10 Maret 2025 - 03:39
Panggilan Revolusi Kesadaran: Mengurai Dimensi Sosial Puasa  dalam Pemikiran Ali Syariati

Puasa, dalam tafsir Syariati, adalah latihan menjadi manusia yang baru—manusia yang tidak hanya berdoa, tetapi juga gelisah melihat dunia yang timpang. Puasa bukan sekedar menahan, tapi juga memerdekakan.

Oleh: Ismail Amin Pasannai 

Dalam lembaran-lembaran transkrip pemikiran Ali Syariati, puasa bukan sekadar ritual tubuh yang menahan lapar dan dahaga. Ia adalah panggilan revolusi bagi kesadaran. Dalam kacamata pemikir asal Iran ini, puasa adalah laku spiritual yang menyimpan letupan sosial. Sebuah momentum untuk melampaui keterasingan individu menuju empati yang membumi.

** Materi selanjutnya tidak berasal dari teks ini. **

PR #541, opened 2025-04-14
fix(web): resize observer loop && x-list tests use background-color to distinguish

Sherry-hue:
## Summary

fix(web): x-list may cause error: 'Resizeobserver loop completed with undelivered notifications'.

detail: https://developer.mozilla.org/en-US/docs/Web/API/ResizeObserver#observation_errors

chore(web): x-list tests use background-color to distinguish, instead of number-text.

## Checklist


packages/web-platform/web-elements/src/XList/XListWaterfall.ts
```diff
@@ -179,9 +179,13 @@ export class XListWaterfall
   #resizeObserverInit = (spanCount: number, isScrollVertical: boolean) => {
     this.#resizeObserver?.disconnect();
     this.#resizeObserver = new ResizeObserver(() => {
-      this.#layoutListItem(
-        spanCount,
-        isScrollVertical,
+      // may cause: Resizeobserver loop completed with undelivered notifications
+      // https://developer.mozilla.org/en-US/docs/Web/API/ResizeObserver#observation_errors
+      requestAnimationFrame(() =>
```
PupilTong: Will this cause an infinite loop? Compare with temporary disabling  the resize observer, what's the pros and cons for using the requestAnimationFrame?

Also do you have a test to test this error?

Sherry-hue: 1. I tested that it does not cause a loop.

2. The problem is that ResizeObserver loop completed with undelivered notifications..
We can execute all resize observer events after the browser reflow, so i use raf.

If we disable the resize observer, we may not know when to unblock it.

3. I will add a test to show how many times the observer is executed

PupilTong (dismissed):

PupilTong (approved):

PR #562, opened 2025-04-16
fix: update react-rsbuild-plugin reference from @lynx-dev to @lynx-js

gaoachao:
## Summary

Update react-rsbuild-plugin reference from @lynx-dev to @lynx-js

## Checklist


colinaaa (approved):
👍

PR #577, opened 2025-04-17
ci: update workflow to add upstream remote for fetching branches

colinaaa:
## Summary

When fetch base branch, we should fetch from upstream instead of origin (which is the fork repo).

This would fix CI failure like https://github.com/lynx-family/lynx-stack/actions/runs/14495253377/job/40661745063

## Checklist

Syariati, dalam narasi filsafat sosialnya, menjelaskan bahwa puasa tak semata-mata urusan hubungan vertikal dengan Tuhan. Di balik ritme lapar dan haus, tersembunyi makna yang lebih tajam—pengalaman kolektif yang mempertemukan manusia pada nasib yang sama. Ketika seseorang menahan lapar, ia sedang melatih rasa kekurangan yang kerap menjadi keseharian kaum tertindas. Dalam ketelanjangan rasa lapar itu, dinding tebal antara si kenyang dan si lapar runtuh.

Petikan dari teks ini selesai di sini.